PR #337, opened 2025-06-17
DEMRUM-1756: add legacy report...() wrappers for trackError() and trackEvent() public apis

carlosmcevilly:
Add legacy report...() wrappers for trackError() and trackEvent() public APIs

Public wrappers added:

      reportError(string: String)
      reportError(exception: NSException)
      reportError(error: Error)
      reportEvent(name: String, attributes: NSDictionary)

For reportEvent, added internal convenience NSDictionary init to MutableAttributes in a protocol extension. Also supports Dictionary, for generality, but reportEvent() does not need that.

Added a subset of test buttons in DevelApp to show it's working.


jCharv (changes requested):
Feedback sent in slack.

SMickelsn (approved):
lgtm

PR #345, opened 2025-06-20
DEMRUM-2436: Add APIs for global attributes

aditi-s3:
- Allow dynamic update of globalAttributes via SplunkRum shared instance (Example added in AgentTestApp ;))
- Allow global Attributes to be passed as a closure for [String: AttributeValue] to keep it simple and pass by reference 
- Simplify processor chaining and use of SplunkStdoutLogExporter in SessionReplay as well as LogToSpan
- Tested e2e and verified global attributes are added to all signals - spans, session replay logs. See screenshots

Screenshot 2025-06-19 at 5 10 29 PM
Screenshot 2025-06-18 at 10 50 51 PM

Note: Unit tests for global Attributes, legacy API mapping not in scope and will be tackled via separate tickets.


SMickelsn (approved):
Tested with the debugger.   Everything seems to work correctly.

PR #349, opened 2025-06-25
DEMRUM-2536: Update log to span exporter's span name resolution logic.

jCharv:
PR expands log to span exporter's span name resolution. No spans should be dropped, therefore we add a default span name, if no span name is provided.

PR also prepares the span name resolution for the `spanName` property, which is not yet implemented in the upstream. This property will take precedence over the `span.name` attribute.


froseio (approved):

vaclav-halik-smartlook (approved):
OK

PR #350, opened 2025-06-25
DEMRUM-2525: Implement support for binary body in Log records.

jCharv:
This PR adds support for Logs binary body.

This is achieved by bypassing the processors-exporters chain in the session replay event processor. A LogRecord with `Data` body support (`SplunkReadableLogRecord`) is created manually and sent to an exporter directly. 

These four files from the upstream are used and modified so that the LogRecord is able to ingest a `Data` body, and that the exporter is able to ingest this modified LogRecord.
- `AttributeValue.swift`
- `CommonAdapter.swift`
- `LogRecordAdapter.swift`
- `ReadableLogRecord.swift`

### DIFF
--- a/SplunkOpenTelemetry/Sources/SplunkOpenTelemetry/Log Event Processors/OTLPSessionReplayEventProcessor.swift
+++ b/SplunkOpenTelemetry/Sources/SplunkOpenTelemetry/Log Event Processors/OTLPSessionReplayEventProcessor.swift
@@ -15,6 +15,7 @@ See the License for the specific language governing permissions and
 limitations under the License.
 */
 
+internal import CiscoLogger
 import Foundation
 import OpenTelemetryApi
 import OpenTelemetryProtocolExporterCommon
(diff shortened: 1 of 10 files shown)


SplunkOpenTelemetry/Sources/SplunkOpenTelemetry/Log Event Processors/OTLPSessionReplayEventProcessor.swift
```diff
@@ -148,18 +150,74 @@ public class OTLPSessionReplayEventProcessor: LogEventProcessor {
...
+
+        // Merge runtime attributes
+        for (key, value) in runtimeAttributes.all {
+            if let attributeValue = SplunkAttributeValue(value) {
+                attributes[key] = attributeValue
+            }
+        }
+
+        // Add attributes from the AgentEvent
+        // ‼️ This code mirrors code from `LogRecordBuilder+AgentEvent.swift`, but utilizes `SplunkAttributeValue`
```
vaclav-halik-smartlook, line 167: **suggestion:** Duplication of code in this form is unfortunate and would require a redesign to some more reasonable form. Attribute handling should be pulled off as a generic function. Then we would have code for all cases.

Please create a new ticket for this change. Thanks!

> **INSTRUCTIONS TO FOLLOW**
Your response must repeat the entries above exactly, in full.

> **SOLUTION BELOW**
PR #337, opened 2025-06-17
DEMRUM-1756: add legacy report...() wrappers for trackError() and trackEvent() public apis

carlosmcevilly:
Add legacy report...() wrappers for trackError() and trackEvent() public APIs

Public wrappers added:

      reportError(string: String)
      reportError(exception: NSException)
      reportError(error: Error)
      reportEvent(name: String, attributes: NSDictionary)

For reportEvent, added internal convenience NSDictionary init to MutableAttributes in a protocol extension. Also supports Dictionary, for generality, but reportEvent() does not need that.

Added a subset of test buttons in DevelApp to show it's working.


jCharv (changes requested):
Feedback sent in slack.

SMickelsn (approved):
lgtm

PR #345, opened 2025-06-20
DEMRUM-2436: Add APIs for global attributes

aditi-s3:
- Allow dynamic update of globalAttributes via SplunkRum shared instance (Example added in AgentTestApp ;))
- Allow global Attributes to be passed as a closure for [String: AttributeValue] to keep it simple and pass by reference 
- Simplify processor chaining and use of SplunkStdoutLogExporter in SessionReplay as well as LogToSpan
- Tested e2e and verified global attributes are added to all signals - spans, session replay logs. See screenshots

Screenshot 2025-06-19 at 5 10 29 PM
Screenshot 2025-06-18 at 10 50 51 PM

Note: Unit tests for global Attributes, legacy API mapping not in scope and will be tackled via separate tickets.


SMickelsn (approved):
Tested with the debugger.   Everything seems to work correctly.

PR #349, opened 2025-06-25
DEMRUM-2536: Update log to span exporter's span name resolution logic.

jCharv:
PR expands log to span exporter's span name resolution. No spans should be dropped, therefore we add a default span name, if no span name is provided.

PR also prepares the span name resolution for the `spanName` property, which is not yet implemented in the upstream. This property will take precedence over the `span.name` attribute.


froseio (approved):

vaclav-halik-smartlook (approved):
OK

PR #350, opened 2025-06-25
DEMRUM-2525: Implement support for binary body in Log records.

jCharv:
This PR adds support for Logs binary body.

This is achieved by bypassing the processors-exporters chain in the session replay event processor. A LogRecord with `Data` body support (`SplunkReadableLogRecord`) is created manually and sent to an exporter directly. 

These four files from the upstream are used and modified so that the LogRecord is able to ingest a `Data` body, and that the exporter is able to ingest this modified LogRecord.
- `AttributeValue.swift`
- `CommonAdapter.swift`
- `LogRecordAdapter.swift`
- `ReadableLogRecord.swift`

### DIFF
--- a/SplunkOpenTelemetry/Sources/SplunkOpenTelemetry/Log Event Processors/OTLPSessionReplayEventProcessor.swift
+++ b/SplunkOpenTelemetry/Sources/SplunkOpenTelemetry/Log Event Processors/OTLPSessionReplayEventProcessor.swift
@@ -15,6 +15,7 @@ See the License for the specific language governing permissions and
 limitations under the License.
 */
 
+internal import CiscoLogger
 import Foundation
 import OpenTelemetryApi
 import OpenTelemetryProtocolExporterCommon
(diff shortened: 1 of 10 files shown)


SplunkOpenTelemetry/Sources/SplunkOpenTelemetry/Log Event Processors/OTLPSessionReplayEventProcessor.swift
```diff
@@ -148,18 +150,74 @@ public class OTLPSessionReplayEventProcessor: LogEventProcessor {
...
+
+        // Merge runtime attributes
+        for (key, value) in runtimeAttributes.all {
+            if let attributeValue = SplunkAttributeValue(value) {
+                attributes[key] = attributeValue
+            }
+        }
+
+        // Add attributes from the AgentEvent
+        // ‼️ This code mirrors code from `LogRecordBuilder+AgentEvent.swift`, but utilizes `SplunkAttributeValue`
```
vaclav-halik-smartlook, line 167: **suggestion:** Duplication of code in this form is unfortunate and would require a redesign to some more reasonable form. Attribute handling should be pulled off as a generic function. Then we would have code for all cases.

Please create a new ticket for this change. Thanks!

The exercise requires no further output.